_What to produce_
Copy, from the entries below, each line where the word "border" can be found.

(Dataset entries)
::::::

Issue #1772, opened 2022-05-03
Update `Modal` component to add a fullscreen variant


taravancil:
As discussed with @beausmith , the transcription screen for write-in adjudication will be implemented as a fullscreen modal. This ticket should add a fullscreen variant to the existing `Modal` component.

PR #1774, opened 2022-05-03
Add fullscreen modal variant

taravancil:
## Overview
#1772 

## Demo Video or Screenshot
Non-fullscreen modal
Screen Shot 2022-05-03 at 3 28 40 PM

Fullscreen modal
Screen Shot 2022-05-03 at 3 39 48 PM

## Testing Plan 
Manually QAed the new fullscreen variant and other modals. I added a test to `modal.test.tsx` to satisfy our coverage requirements, but we don't get much real utility out of it. A screenshot test would be awesome here, but afaict we don't have those yet and that is out-of-scope for this issue.

## Checklist

- [x] I have added the "user_facing_change" label to this PR to automate an announcement in #machine-product-updates]

### DIFF
--- a/libs/ui/src/modal.tsx
+++ b/libs/ui/src/modal.tsx
@@ -14,6 +14,7 @@ export enum ModalWidth {
 }
 
 interface ReactModalContentInterface {
+  fullscreen?: boolean;
   modalWidth?: ModalWidth;
 }
 const ReactModalContent = styled('div')<ReactModalContentInterface>`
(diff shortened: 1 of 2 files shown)


carolinemodic (approved):
defer to Beau on the design but code lgtm!

libs/ui/src/modal.tsx
```diff
@@ -32,15 +33,20 @@ const ReactModalContent = styled('div')<ReactModalContentInterface>`
   -webkit-overflow-scrolling: touch;
   @media (min-width: 480px) {
     position: static;
-    border-radius: 0.25rem;
-    max-width: ${({ modalWidth = ModalWidth.Standard }) => modalWidth};
+    border-radius: ${({ fullscreen }) => (fullscreen ? '0' : '0.25rem')};
```
beausmith, line 36: Unless the value of `0` is necessary, it's preferred to return `undefined`.

libs/ui/src/modal.tsx
```diff
@@ -50,7 +56,7 @@ const ReactModalOverlay = styled.div`
   z-index: 999; /* Should be above all default UI */
   background: rgba(0, 0, 0, 0.75);
   @media (min-width: 480px) {
-    padding: 0.5rem;
+    padding: ${({ fullscreen }) => (fullscreen ? '0' : '0.5rem')};
```
beausmith, line 59: Same as above comment re: `undefined`

beausmith (commented):
A couple post-merge comments re CSS strategy. If we return `0` it should be overriding another style. If not, return `undefined` to make clear that passing the style is unnecessary.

::::::

_Result for this task_
-    border-radius: 0.25rem;
+    border-radius: ${({ fullscreen }) => (fullscreen ? '0' : '0.25rem')};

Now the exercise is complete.